[Data to examine — start]

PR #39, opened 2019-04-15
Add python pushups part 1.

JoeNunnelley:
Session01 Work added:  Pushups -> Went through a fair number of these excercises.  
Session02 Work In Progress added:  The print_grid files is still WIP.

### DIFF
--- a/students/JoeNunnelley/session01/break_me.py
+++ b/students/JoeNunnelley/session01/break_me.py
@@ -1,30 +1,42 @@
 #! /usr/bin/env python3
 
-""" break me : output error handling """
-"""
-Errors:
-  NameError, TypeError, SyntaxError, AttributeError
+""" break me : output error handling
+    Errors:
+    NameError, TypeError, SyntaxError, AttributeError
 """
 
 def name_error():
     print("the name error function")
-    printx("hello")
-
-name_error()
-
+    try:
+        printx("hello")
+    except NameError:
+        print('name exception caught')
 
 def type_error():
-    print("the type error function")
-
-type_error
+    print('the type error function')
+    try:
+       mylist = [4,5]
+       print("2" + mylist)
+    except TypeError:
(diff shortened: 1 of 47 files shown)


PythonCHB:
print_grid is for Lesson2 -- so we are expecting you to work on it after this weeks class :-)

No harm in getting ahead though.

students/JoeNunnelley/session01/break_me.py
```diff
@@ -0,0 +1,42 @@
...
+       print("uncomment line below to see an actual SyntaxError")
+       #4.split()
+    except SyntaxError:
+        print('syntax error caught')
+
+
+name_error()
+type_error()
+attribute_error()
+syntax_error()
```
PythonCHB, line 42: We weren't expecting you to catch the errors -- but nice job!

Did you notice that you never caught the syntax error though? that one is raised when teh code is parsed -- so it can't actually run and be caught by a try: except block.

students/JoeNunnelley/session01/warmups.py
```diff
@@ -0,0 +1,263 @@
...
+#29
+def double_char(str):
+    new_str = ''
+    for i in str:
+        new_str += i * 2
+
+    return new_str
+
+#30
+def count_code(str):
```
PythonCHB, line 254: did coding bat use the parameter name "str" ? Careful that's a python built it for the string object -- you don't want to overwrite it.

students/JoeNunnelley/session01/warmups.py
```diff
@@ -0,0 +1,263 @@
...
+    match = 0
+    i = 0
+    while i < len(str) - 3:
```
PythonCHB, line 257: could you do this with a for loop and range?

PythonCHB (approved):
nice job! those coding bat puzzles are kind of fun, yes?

[Data to examine — finish]

Count the lines in the entries above that include the string "coding", then give only that figure.

■ **Written reply**
2